Under the new female M, James Bond is assigned to track down a stolen Mirage fighter helicopter that was used in an attack to commandeer and then destroy the control installation of the top secret Russian Goldeneye electromagnetic pulse satellite. Bond travels into the former Soviet Union on the trail of the mysterious Janus Syndicate, who are believed to be behind the attack. There Bond is shocked to discover that Janus is an embittered former colleague 006 Alexander Trevalyan, whom Bond left for dead during a mission seven years earlier. Bond must stop Trevalyan as he plans to turn Goldeneye on British banks, erasing all financial computer records, seconds after he transfers all the money to his own accounts.


The James Bond films were always a fantasy born of the Jet Age. The films contained old serial-style thrills served up on an A-budget, with a veneer of decadent male sophistication drawn from Hugh Hefner, all with a nod toward Cold War tensions. As the 1960s came to an end and the Cold War relaxed, the James Bond films turned into oversized camp parodies of themselves. Eventually the coming of Glasnost effectively robbed Bond and the spy film of enemies.
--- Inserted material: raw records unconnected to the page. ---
PR #762, opened 2023-04-12
Fix aviation empty entry and formatting.

bodiam:


kingthorin (commented):
Should we be using/mandating quotes more specifically?

Is there something we should be adding to tests here? (Not specific to aviation, but in general)

bodiam:
> Should we be using/mandating quotes more specifically?

With what purpose?

> Is there something we should be adding to tests here? (Not specific to aviation, but in general)

Maybe. I think it would be good to make sure a result can never be an empty string or so? (I assume that would have been the result of this?)

kingthorin:
1. Just for consistency. I have no idea why half of these have quotes and half don’t. As a new contributor it would/could seem messy 🤷‍♂️
2. I’ll see if I can add a not empty condition to the test set we abstracted a few months ago.

bodiam:
Regarding 1, I had the same. I went through a few yml files to check them, but it's very inconsistent, but changing this might be a bit of an effort.

Regarding 2: thanks!

kingthorin:
Looks like we could make it consistent leveraging spotless https://github.com/diffplug/spotless/tree/main/plugin-maven#yaml

We already use spotless so shall I look into doing that?

bodiam:
@kingthorin  just remove some items and create a  list with empty elements in YAML, that should do it

kingthorin:
Do we not have `spotless:check` running as part of our CI? Because I can't get it to pass locally. It seems upset about some of the Java 17 upgrades that have been done.

```console
[INFO] ------------------------------------------------------------------------
[INFO] BUILD FAILURE
[INFO] ------------------------------------------------------------------------
[INFO] Total time:  1.833 s
[INFO] Finished at: 2023-04-15T18:43:10-04:00
[INFO] ------------------------------------------------------------------------
[ERROR] Failed to execute goal com.diffplug.spotless:spotless-maven-plugin:2.35.0:check (default-cli) on project datafaker: Unable to format file C:\pathtoworkspace\datafaker\src\main\java\net\datafaker\idnumbers\NricNumber.java: java.lang.reflect.InvocationTargetException: 19:10: error: illegal start of expression -> [Help 1]
[ERROR]
[ERROR] To see the full stack trace of the errors, re-run Maven with the -e switch.
[ERROR] Re-run Maven using the -X switch to enable full debug logging.
[ERROR]
[ERROR] For more information about the errors and possible solutions, please read the following articles:
[ERROR] [Help 1] http://cwiki.apache.org/confluence/display/MAVEN/MojoExecutionException

```

PR #769, opened 2023-04-15
BaseFakerTest - Assert that provider lists should not have blank entries

kingthorin:
As discussed in: https://github.com/datafaker-net/datafaker/pull/762

Tested with entries such as:
`""` (empty)
`" "` (space)
`"	"` (tab)
`"\n"` (new line literal)


bodiam:
Nice, looks good!

PR #772, opened 2023-04-16
Remove unused package private method and tests

snuyanzin:
Since now tests able to read data from file to construct expected set we don't need to call tests thousand number of times


kingthorin (approved):
Thanks

PR #780, opened 2023-04-18
Updated 1.9.0 documentation

bodiam:


kingthorin:
Do we need to keep the branch? I don't see any other release branches, but I should probably ask before I just assume and remove it :grinning:

bodiam:
I don't think so :-) It's gone.

PR #787, opened 2023-04-23
Add support populate Java Object with custom schema without FakeForSc…

RVRhub:
PR adds support to populate Java objects with a custom schema without using the FakeForSchema annotation. The existing implementation of `net.datafaker.providers.base.BaseFaker#populate(java.lang.Class<T>, net.datafaker.transformations.Schema<java.lang.Object,?>)` requires the use FakeForSchema annotation to generate fake data for the object.


src/main/java/net/datafaker/annotations/FakeResolver.java
```diff
@@ -9,26 +9,33 @@
...
 
-        JavaObjectTransformer jTransformer = new JavaObjectTransformer();
         return (T) jTransformer.apply(clazz, useSchema);
     }
 
-    private Schema<Object, ?> getSchema(Schema<Object, ?> schema, String[] pathToSchema) {
-        if (schema != null) {
-            return schema;
-        } else if (pathToSchema.length != 0) {
+    public T generateFromCustomSchema(Schema<Object, ?> schema) {
```
snuyanzin, line 29: why can't we keep same method name `public T generate(Schema<Object, ?> schema)` ?

src/main/java/net/datafaker/annotations/FakeResolver.java
```diff
@@ -9,26 +9,33 @@
 
 public class FakeResolver<T> {
 
+    private static final JavaObjectTransformer jTransformer = new JavaObjectTransformer();
```
snuyanzin, line 12: constant should be uppercase

src/main/java/net/datafaker/annotations/FakeResolver.java
```diff
@@ -9,26 +9,33 @@
...
-        } else if (pathToSchema.length != 0) {
+    public T generateFromCustomSchema(Schema<Object, ?> schema) {
+        if (Objects.isNull(schema)) {
+            return generateFromDefaultSchema();
+        }
+
+        return (T) jTransformer.apply(clazz, schema);
+    }
+
+    private Schema<Object, T> getSchema(String[] pathToSchema) {
```
snuyanzin, line 37: why do we need an array here if we use only the first element?
I guess just `String` should be enough

RVRhub: Changed value type from array to a single value.

src/main/java/net/datafaker/annotations/FakeResolver.java
RVRhub: Renamed constant

src/main/java/net/datafaker/annotations/FakeResolver.java
RVRhub: Made one `public T generate(Schema<Object, ?> schema)` method.

snuyanzin (approved):

snuyanzin:
lgtm

PR #792, opened 2023-04-29
Introduce cache of suppliers and remove usage of Objects.hash to speed up

snuyanzin:
The problem with `Objects.hash` is that it generates an array each time it is called.

Suppliers could be cached to avoid parsing of expressions each time

it gives speed up for a wide range of methods up to 50 %

expressions
```
before
Benchmark                        Mode  Cnt     Score     Error   Units
DatafakerExpressions.bothify    thrpt   10  5089.609 ± 112.084  ops/ms
DatafakerExpressions.letterify  thrpt   10  5706.392 ± 326.134  ops/ms
DatafakerExpressions.numerify   thrpt   10  6027.549 ±  87.064  ops/ms
DatafakerExpressions.regexify   thrpt   10  2826.806 ±  31.933  ops/ms

VS

after
Benchmark                        Mode  Cnt      Score     Error   Units
DatafakerExpressions.bothify    thrpt   10  10936.056 ±  39.143  ops/ms
DatafakerExpressions.letterify  thrpt   10  13036.411 ±  94.658  ops/ms
DatafakerExpressions.numerify   thrpt   10  13084.755 ± 423.533  ops/ms
DatafakerExpressions.regexify   thrpt   10   3541.279 ±   6.988  ops/ms
```

csv generation
```
before
Benchmark                  Mode  Cnt    Score   Error   Units
DatafakerCsvjson.csvJson  thrpt   10  301.604 ± 2.242  ops/ms

VS

after
Benchmark                  Mode  Cnt    Score    Error   Units
DatafakerCsvjson.csvJson  thrpt   10  377.927 ± 10.929  ops/ms
```

kotlin faker benchmark

```
before
Benchmark                                       Mode  Cnt    Score   Error  Units
Datafaker_KotlinFakerBenchmark.kotlinFakerTest  avgt   10  378.447 ± 1.685  ms/op

VS

after
Benchmark                                       Mode  Cnt    Score   Error  Units
Datafaker_KotlinFakerBenchmark.kotlinFakerTest  avgt   10  324.256 ± 2.438  ms/op
```

simple methods calls
```
before
DatafakerSimpleMethods.firstname      thrpt   10   5838.567 ±  508.992  ops/ms
DatafakerSimpleMethods.fullname       thrpt   10   2429.474 ±  211.390  ops/ms
DatafakerSimpleMethods.numberBetween  thrpt   10  66001.570 ± 2144.033  ops/ms
DatafakerSimpleMethods.streetAddress  thrpt   10   1724.282 ±   62.587  ops/ms

VS

after
Benchmark                              Mode  Cnt       Score     Error   Units
DatafakerSimpleMethods.firstname      thrpt   10    8972.172 ±  99.469  ops/ms
DatafakerSimpleMethods.fullname       thrpt   10    3232.930 ± 203.367  ops/ms
DatafakerSimpleMethods.numberBetween  thrpt   10  102087.734 ± 655.514  ops/ms
DatafakerSimpleMethods.streetAddress  thrpt   10    2503.758 ±  19.876  ops/ms
```

### DIFF
--- a/src/main/java/net/datafaker/service/FakeValuesContext.java
+++ b/src/main/java/net/datafaker/service/FakeValuesContext.java
@@ -89,13 +89,23 @@ class FakeValuesContext {
     @Override
     public boolean equals(Object o) {
         if (this == o) return true;
-        if (!(o instanceof FakeValuesContext that)) return false;
-        return sLocale == that.sLocale && Objects.equals(filename, that.filename) && Objects.equals(path, that.path) && Objects.equals(url, that.url);
+        if (o == null || getClass() != o.getClass()) return false;
+
+        FakeValuesContext that = (FakeValuesContext) o;
+
+        if (!Objects.equals(sLocale, that.sLocale)) return false;
+        if (!Objects.equals(filename, that.filename)) return false;
+        if (!Objects.equals(path, that.path)) return false;
+        return Objects.equals(url, that.url);
     }
 
     @Override
     public int hashCode() {
-        return Objects.hash(sLocale, filename, path, url);
+        int result = sLocale != null ? sLocale.hashCode() : 0;
+        result = 31 * result + (filename != null ? filename.hashCode() : 0);
+        result = 31 * result + (path != null ? path.hashCode() : 0);
+        result = 31 * result + (url != null ? url.hashCode() : 0);
+        return result;
     }
 
     @Override
--- a/src/main/java/net/datafaker/service/FakeValuesContext.java
+++ b/src/main/java/net/datafaker/service/FakeValuesContext.java
@@ -2,6 +2,7 @@ package net.datafaker.service;
 
 import net.datafaker.internal.helper.SingletonLocale;
 
+import java.net.URISyntaxException;
 import java.net.URL;
 import java.util.Locale;
 import java.util.Objects;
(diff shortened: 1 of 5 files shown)


src/main/java/net/datafaker/service/FakeValuesContext.java
```diff
@@ -89,13 +89,23 @@ public URL getUrl() {
...
+        return Objects.equals(url, that.url);
     }
 
     @Override
     public int hashCode() {
-        return Objects.hash(sLocale, filename, path, url);
+        int result = sLocale != null ? sLocale.hashCode() : 0;
+        result = 31 * result + (filename != null ? filename.hashCode() : 0);
+        result = 31 * result + (path != null ? path.hashCode() : 0);
+        result = 31 * result + (url != null ? url.hashCode() : 0);
```
kingthorin, line 107: Apparently qudona and other SAST suggest against this with URLs because it actually causes a DNS resolution, which can be slow or fail. 

> In general it is better to use the URI class until access to the resource is actually needed, at which point you can just convert the URI to a URL using URI.toURL().

snuyanzin: hmmm, i wonder why qudona and other SAST keep silence when we invoke `Objects.hash(args)` and then under the hood `Arrays.hashcode(args)` and the same code as above....

kingthorin: 🤷‍♂️ it’s just the URL one in particular because of the impl I guess

snuyanzin: ok, anyway changed it for url
+ added hashes as constants for constant fields since there is no need to calculate them each time
may be similar things could be done for other classes however in a separate PR + need some measurements (for this one it improves a bit about 3-4 %)

kingthorin (approved):
LGTM

PR #797, opened 2023-04-30
Add shading for generex and automaton

snuyanzin:
It seems these 2 were missed

to double check the whole list of libs that are used during runtime and should and shaded this command could be used

```
mvn dependency:tree | grep compile
```
output
```
[INFO] +- org.yaml:snakeyaml:jar:2.0:compile
[INFO] +- com.github.mifmif:generex:jar:1.0.2:compile
[INFO] |  \- dk.brics.automaton:automaton:jar:1.11-8:compile
```

### DIFF
--- a/pom.xml
+++ b/pom.xml
@@ -241,6 +241,8 @@
                     <artifactSet>
                         <includes>
                             <include>org.yaml:snakeyaml:*:*</include>
+                            <include>com.github.mifmif:generex:*:*</include>
+                            <include>dk.brics.automaton:automaton:*:*</include>
                         </includes>
                     </artifactSet>
                     <filters>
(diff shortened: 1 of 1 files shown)


snuyanzin:
// cc @bodiam

pom.xml
```diff
@@ -241,6 +241,8 @@
                     <artifactSet>
                         <includes>
                             <include>org.yaml:snakeyaml:*:*</include>
+                            <include>com.github.mifmif:generex:*:*</include>
+                            <include>dk.brics.automaton:automaton:*:*</include>
```
bodiam, line 245: Why not just include all dependencies? It's unlikely we'll add more perhaps, but if we would, we'd need to remember to update this too.

snuyanzin: anyway you need to update relocation part individually , so it will not solve the issue

Issue #1412, opened 2024-10-29
NPE at net.datafaker.service.FakeValuesService.fetchObject():268


axelfontaine:
**Describe the bug**
```
java.lang.NullPointerException: Cannot invoke "java.util.Map.get(Object)" because the return value of "net.datafaker.internal.helper.CopyOnWriteMap.getOrDefault(Object, Object)" is null
      at net.datafaker.service.FakeValuesService.fetchObject(FakeValuesService.java:268)
      at net.datafaker.service.FakeValuesService.safeFetch(FakeValuesService.java:207)
      at net.datafaker.service.FakeValuesService.resolve(FakeValuesService.java:507)
      at net.datafaker.service.FakeValuesService.resolve(FakeValuesService.java:489)
      at net.datafaker.providers.base.AbstractProvider.resolve(AbstractProvider.java:20)
      at net.datafaker.providers.base.Animal.name(Animal.java:15)
```

Similar, but not identical to #1403 which was resolved in 2.4.1.

**To Reproduce**
Failure is intermittent and probably due to a concurrency issue when running multiple tests in parallel which all try to initialize datafaker at the same time

**Expected behavior**
No NPE

**Versions:**
 - OS: Win 11 x64
 - JDK: 22
 - Faker Version: 2.4.1

bodiam:
Hi @axelfontaine, 

Thanks for reporting. We are aware of this, it's maybe related to the CopyOnWrite map, or some odd initialisation or cleanup. I know @asolntsev gave it a good attempt, but so far we've been unable to get to the root cause of this. If you want, you might want to give it a try by replacing the COW map by a HashMap, but I believe @asolntsev mentioned the issue wasn't there.

asolntsev:
Hope it's fixed by https://github.com/datafaker-net/datafaker/pull/1419

bodiam:
@axelfontaine could you please verify using the snapshot version if it's fixed? If yes, we'll release another version.

axelfontaine:
@bodiam Do you have a snapshot repo I can reference in my build so I can pull it?

kingthorin:
https://www.datafaker.net/documentation/getting-started/#snapshot-versions

```
repositories {
    mavenCentral()
    maven(url = "https://s01.oss.sonatype.org/content/repositories/snapshots")
}

dependencies {
    implementation("net.datafaker:datafaker:2.4-2-SNAPSHOT")
}
```

axelfontaine:
[...]

PR #1419, opened 2024-10-31
#1412 fix concurrency issue in `CopyOnWriteMap`

asolntsev:
The default method `Map.getOrDefault` is not thread-safe: the condition `if (v == null && containsKey(key))` leaves `v = null` if the `key` was added by another thread exactly at the same moment. Then both conditions are true: `v==null` and `containsKey(key)`.

Now `CopyOnWriteMap.getOrDefault` does NOT check `containsKey(key)`. 
P.S. As a side-effect, `CopyOnWriteMap` doesn't allow putting `null` values to the map. But we don't need it anyway.

### DIFF
--- a/src/test/java/net/datafaker/Issue759Test.java
+++ b/src/test/java/net/datafaker/Issue759Test.java
@@ -1,13 +1,21 @@
 package net.datafaker;
 
 import org.junit.jupiter.api.RepeatedTest;
+import org.slf4j.Logger;
+import org.slf4j.LoggerFactory;
 
+import java.util.ArrayList;
+import java.util.List;
 import java.util.concurrent.CountDownLatch;
 
+import static java.util.Collections.synchronizedList;
 import static java.util.concurrent.TimeUnit.SECONDS;
 import static org.assertj.core.api.Assertions.assertThat;
 
 class Issue759Test {
+    private static final List<Throwable> errors = synchronizedList(new ArrayList<>());
+    private static final Logger log = LoggerFactory.getLogger(Issue759Test.class);
+
     private static class WorkerThread extends Thread {
         private final Faker _faker;
         private final int _maxIterations;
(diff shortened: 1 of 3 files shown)


kingthorin (approved):
Seems reasonable to me.

src/test/java/net/datafaker/Issue759Test.java
```diff
@@ -29,13 +37,16 @@ public void run() {
...
-        String zipCode = faker.address().zipCodeByState(state);
         try {
+            String state = faker.address().stateAbbr();
+            String zipCode = faker.address().zipCodeByState(state);
             String county = faker.address().countyByZipCode(zipCode);
             assertThat(county).isNotEqualTo(zipCode);
-        } catch (RuntimeException expected) {
-            assertThat(expected).hasMessageStartingWith("County is not configured for postcode " + zipCode);
+        } catch (RuntimeException | Error e) {
+            if (!e.getMessage().startsWith("County is not configured for postcode ")) {
```
snuyanzin, line 46: Are we sure there couldn't be exception/error with null message?

asolntsev: Good point. Yes, theoretically it can happen.

asolntsev: @snuyanzin Fixed.

snuyanzin (approved):

asolntsev:
@kingthorin I think we should release DF 2.4.2
People sometimes complain about this concurrency issue.

bodiam:
@asolntsev I think we should perhaps first have the documentation for DF 2.4.1 before releasing 2.4.2?

bodiam:
@asolntsev I know, I know. I'll organize a training session soon ;)

But maybe I should make a quick document with steps involved, I know it's not the most exciting thing to work on, but I think it's kinda nice when the documentation is a little up to date.

kingthorin:
Ya if we can get that roll PR in first that'd be handy

bodiam:
Perhaps it would be nice to get this one in (https://github.com/datafaker-net/datafaker/pull/1414), or we keep this for 2.5?

kingthorin:
Oops sorry I missed your comment about 1414 earlier somehow.

I just came in here to say I'd done the 2.4.2 release.

bodiam:
Thanks for that. It doesn't look the like version in the pom.xml got updated though?

bodiam:
Oh, it creates a PR. Oki, that works!

asolntsev:
> Oops sorry I missed your comment about 1414 earlier somehow.
> 
> I just came in here to say I'd done the 2.4.2 release.

Sorry, but README is still not updated. :)

image

kingthorin:
Yup that hasn't been automated yet.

Subsequent to the downfall of the Soviet Union, the spy film has badly tried to cope with the New World order – the only way that The Hunt for Red October (1990) could still operate as a Cold War film, for instance, was to predate its scenario to before Glasnost. The last handful of James Bond films up to this point and the most successful inheritors of the Bond mantle, the films based on Tom Clancy’s Jack Ryan books, impotently tried to find enemies amongst the IRA and Central American drug barons.

Almost obsessively, the Spy Film continued to return to Russia with the post-Soviet likes of The Russia House (1990), The Saint (1997), Mission: Impossible – Ghost Protocol (2011) and A Good Day to Die Hard (2013). The threat of nuclear weapons in the splintered republics offered momentary promise in the likes of Crimson Tide (1995) and the tv mini-series Op Center (1995), while The Sum of All Fears (2002) made a belated effort to resurrect Cold War nuclear tensions. In 1995, there seemed something faintly dated about making yet another James Bond film.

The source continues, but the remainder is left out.